Он скоро успокоился. Взглянул на часы, прошелся по комнате, затем сел и поднял крышку пишущей машинки, но писать не стал. Бумага со штемпелем гостиницы была, но на ней он писать не хотел. Стихи и рассказы писал только на толстой, сиреневой с давно вышедшим из моды золотым обрезом, бумаге, которую для него в Париже изготовляли по заказу. Этой бумаги с собой не захватил и грустно думал, что в Нью-Йорке такой не найдешь, а по заказу делать не станут. Придвинул к себе книгу и стал читать стихи. Вынул раззолоченный паркер-51 и делал отметки на полях, иногда ставил восклицательные знаки или писал несколько слов на разных языках. Родного языка у него, собственно, не было. Изредка вынимал из кармана золотой хронометр — на руке никогда часов не носил.
Ровно в шесть часов он через телефонистку, которой успел надоесть, вызвал свою барышню, и опять рассыпался в извинениях.
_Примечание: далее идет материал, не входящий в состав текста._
PR #5348, opened 2026-07-13
Fix undefined behavior from operator[]

vedranmiletic:
Fedora builds packages with [libstdc++'s _GLIBCXX_ASSERTIONS](https://gcc.gnu.org/wiki/LibstdcxxDebugMode) turned on. In order for OpenMM tests to pass on Fedora after building, we have to avoid the undefined behavior.

### DIFF
--- a/platforms/cpu/src/CpuConstantPotentialForce.cpp
+++ b/platforms/cpu/src/CpuConstantPotentialForce.cpp
@@ -246,7 +246,7 @@ CpuConstantPotentialCGSolver::CpuConstantPotentialCGSolver(int numParticles,int 
 
 void CpuConstantPotentialCGSolver::solveImpl(CpuConstantPotentialForce& conp, ThreadPool& threads, Kernel& pmeKernel) {
     ensureValid(conp, threads, pmeKernel);
-    
+
     double offset;
     float error, paramScale, alpha, beta;
     const float errorTarget = conp.cgErrorTol * conp.cgErrorTol * numElectrodeParticles;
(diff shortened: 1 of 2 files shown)


platforms/cpu/src/CpuConstantPotentialForce.cpp
```diff
@@ -274,8 +274,20 @@ void CpuConstantPotentialCGSolver::solveImpl(CpuConstantPotentialForce& conp, Th
...
+    // this aborts under -D_GLIBCXX_ASSERTIONS with numElectrodeParticles ==
+    // chargeDerivatives.size() == 2, i.e. a perfectly ordinary, non-empty
+    // case). conp.chargeDerivatives can also be legitimately empty
+    // (numElectrodeParticles == 0), which breaks &vec[0] the same way. Use
+    // .data(), which is well-defined for pointer arithmetic up to and
+    // including size(), instead of operator[]/&vec[0]/&vec[n]. The same
+    // pattern recurs a few more times below for the same reason.
     conp.getDerivatives(threads, pmeKernel);
-    grad.assign(&conp.chargeDerivatives[0], &conp.chargeDerivatives[numElectrodeParticles]);
+    grad.assign(conp.chargeDerivatives.data(), conp.chargeDerivatives.data() + numElectrodeParticles);
```
peastman: I think this could be written more cleanly as

```c++
grad.assign(conp.chargeDerivatives.begin(), conp.chargeDerivatives.end());
```

And similarly in the other places.

peastman (commented):
Thanks!

Could you remove the comments?  They don't explain what the code does, just why you're modifying it in particular ways.  They're only relevant to this PR.  To someone reading the code in the future, they would be confusing and not helpful.

platforms/cpu/src/CpuConstantPotentialForce.cpp
vedranmiletic: Did that and added the assert that size is the same as the offset used originally.

peastman:
Looks good.  Thanks!

vedranmiletic:
> Looks good. Thanks!

Thank you!

I have several pull requests more from trying to make a Fedora package and will submit them for review in the coming days.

Барышня была любезнее и тотчас приняла его приглашение на обед в Шамбор.
— Так вы не сердитесь, Глория?.. На этот раз я вас в ночной клуб не зову, Глория, — говорил тихо, вкрадчиво и страстно, точно сообщал что-то важное и не обыкновенное. Особенно проникновенно произносил ее имя, оно чрезвычайно ему нравилось.
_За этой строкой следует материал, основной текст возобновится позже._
PR #5353, opened 2026-07-15
Link librt for shm_open and shm_unlink in virtmem.cpp

prlw1:
Currently librt is only linked for Linux, and no other unices.


prlw1:
librt is needed for shm_open on more OSes than just Linux

It may be that one can link to librt for all of  UNIX AND NOT APPLE, but just in case, I test for librt's existence in the same way as currently done for libdl.

With the change, on NetBSD which has librt but not libdl, I correctly have
```
/tmp/openmm/lib/libOpenMM.so:
        -lrt.1 => /usr/lib/librt.so.1
        -lc.12 => /usr/lib/libc.so.12
        -lstdc++.9 => /usr/lib/libstdc++.so.9
        -lm.0 => /usr/lib/libm.so.0
        -lgcc_s.1 => /usr/lib/libgcc_s.so.1
        -lpthread.1 => /usr/lib/libpthread.so.1
```

peastman:
Looks good.  Thank you!

PR #5355, opened 2026-07-16
Use GNUInstallDirs instead of hardcoding "lib" for install paths

vedranmiletic:
Every CMakeLists.txt that installs a shared library or plugin (top- level, all platforms/*/sharedTarget and staticTarget dirs, and every plugins/*/CMakeLists.txt and plugins/*/platforms/*/CMakeLists.txt) hardcoded "/lib" or "/lib/plugins" as the install destination, as did wrappers/python/pysetup.cmake.in for OPENMM_LIB_PATH. On any system using the lib64 convention for 64-bit libraries (Fedora/RHEL and most other mainstream distro packaging, which is what CMake's own GNUInstallDirs module is for for exactly this purpose) that silently installs everything into the wrong, non-multilib-safe directory.

Add include(GNUInstallDirs) once at the top level and reference ${CMAKE_INSTALL_LIBDIR} everywhere "lib" was hardcoded, instead of a literal string. This changes nothing on platforms where CMAKE_INSTALL_LIBDIR defaults to "lib" (the vast majority), and correctly switches to "lib64" wherever GNUInstallDirs determines that convention applies -- confirmed with a from-scratch build/install on this exact kind of system, where CMAKE_INSTALL_LIBDIR is auto-detected as "lib64" with no extra configuration needed: all four top-level shared libraries and every dlopen()'d platform plugin correctly land under lib64/ (and lib64/plugins/), OPENMM_LIB_PATH is substituted correctly for the Python wrapper build, and the resulting openmm._openmm extension links against and gets the correct lib64 RUNPATH.


peastman:
In most of these places, `lib` does not refer to a standard system directory.  It's the name of a directory inside OpenMM's installation area, which is usually inside a Python environment.  This change would likely break our pip and conda packages.

vedranmiletic:
Ouch.

Well, this could work as a fallback:

```
if(NOT DEFINED CMAKE_INSTALL_LIBDIR)
  set(CMAKE_INSTALL_LIBDIR lib CACHE PATH "Object code libraries")
endif()
```

And then `include(GNUInstallDirs)` could be made optional. Would that be acceptable?

peastman:
It's not about how you set the value.  It's that you're using it in places that aren't appropriate.  What name an OS gives to its standard directories has no connection to what name we give to subdirectories inside the OpenMM installation.

PR #5356, opened 2026-07-16
Remove stray shebangs and normalize CRLF line endings in unit/ modules

vedranmiletic:
These openmm.unit and amber_file_parser modules are library code, never meant to be run directly, but eleven of them carried a "#!/bin/env python" shebang despite shipping without the executable bit set. doctests.py additionally had Windows-style CRLF line endings throughout the file, unlike the rest of the codebase. Neither affects Python import/execution, but both are packaging-lint failures for any downstream (e.g. rpmlint's non-executable-script and wrong-script-end-of-line-encoding checks) and are simple to fix at the source.


peastman:
Looks good.  Thanks.

Issue #3796, opened 2022-09-30
Changes to support PyPI packages


peastman:
To be able to create PyPI packages, there are some issues we need to resolve which will probably involve changes to code or build scripts.  This issue is to discuss possible ways of solving them.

Его интонации сильно действовали на многих женщин. — Не зову потому, что жду поздним вечером телефонного соединения с Парижем. Ведь разница во времени между Францией и Соединенными Штатами составляет пять часов. Сам, вероятно, не мог бы сказать, зачем назвал Париж вместо Неаполя: все равно у телефонистки могли узнать, в какой город он звонил. — Поймете ли вы, как я необычайно рад тому, что снова вас увижу! Это мог выразить словами только великий поэт. Я тоже поэт, но моя лира еще не достигла нужной звучности...
— Я тоже рада, — ответила она довольно равнодушно. Ничего не имела против того, чтобы пойти с ним в знаменитый ресторан и выпить шампанского, настоящего французского шампанского; однако не очень к этому и стремилась. — Только, пожалуйста, не приносите в ресторан орхидей, как в тот раз. Этого никто не делает, они страшно дороги, и вам незачем тратить деньги.
— Ради Бога, Глория, не говорите об этом! Какое значение имеют деньги! — сказал он ей горячо и искренно: деньги для него действительно значения не имели. — Что вы делали эти восемьдесят шесть дней без меня? Думали ли обо мне хоть немного?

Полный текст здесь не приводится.